# Brands by/aimed at PoC



## Beauty Mark (Mar 8, 2007)

What are they? What are your thoughts on them? Do they do a better job of servicing your needs?


----------



## hyperRealGurl (Mar 8, 2007)

Iman... I really like her products b.c she has shades that are light enough for fair skinned ppl to use for something for asians like myself and for woman of color


----------



## Me220 (Mar 8, 2007)

My all time favorite, MilanMinerals. I get my foundation from there; the service is beyond phenomenal. The shades are soo awesome and the product quality is amazing. Best of all, owned and operated by a WoC who knows her stuff. Great line.


----------



## aziza (Mar 8, 2007)

I love Candace!! I still haven't found my perfect shade yet in her foundation but her eyeshadows and everything else are so gorgeous. He customer service is A++++! If you ever need help choosing shades just drop her an email and she'll get back to you ASAP

I rarely come into contact with lines geared toward Black women. Iman is nowhere to be found in my area, Black Opal is hard to find, and Black Radiance's products are rarely stocked in my neighborhood Walmart. The only line that I'm around all the time is Fashion Fair and that's because I work there!!! Yay for me! The job kind of just fell in my lap lol... but more about that later.

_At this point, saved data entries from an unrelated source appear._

PR #1582, opened 2023-12-22
Add missing half import

Sbozzolo:
It is used in `interpolate_array.jl`


simonbyrne (approved):

simonbyrne:
Can we add a test that triggers this?

Sbozzolo:
> Can we add a test that triggers this?

Will do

Fashion Fair is great as far as eyeshadow, lipstick, and blush go (the blushes are toooo gorgeous). Golden Sunset, Bronze, and the Golden Light’s beauty Highlighter (what kind of name is that?) are my favorites... 

I'm having a serious issue with their foundations. On the darkest skin, the colors match beautifully but the lighter you go the more skewed they get. Some shades are pure pink...others are pure orange. WTF? The formulas are so outdated too…some are thick and nasty. The liquids are thin and runny. Its time that they hire a new chemist. Until then I refuse to put that crap on my face. 

The liners and glosses are generic. The glosses thin and have no staying power. The liners are difficult to use and come in a few generic colors. NYC, Prestige, and Wet n’ Wild definitely outdo them in that area. 

They recently came out with a line of brushes (3...whopdeedo). They had me using Q-tips to apply e/s before (WTF?). The brushes range from $15 to $22.50. Right now, they’re offering an e/s, blush, and powder brush.  From what I can tell they’re synthetic and kind of scratchy. Makes me want to walk over to the MAC counter and grab someone’s brush belt. 

My biggest gripe is the way they present the product. That brown and beige packaging is so dated it is not even funny. Some of the skincare is packaged in heavy glass bottles and the tester units are butt ugly.  It seems to me that the Johnson family is also hesitant to change its marketing strategies. If a new collection comes out you’ll never know about it because it’s hardly advertised. Fashion Fair ads are only place in Ebony. What good does that do? 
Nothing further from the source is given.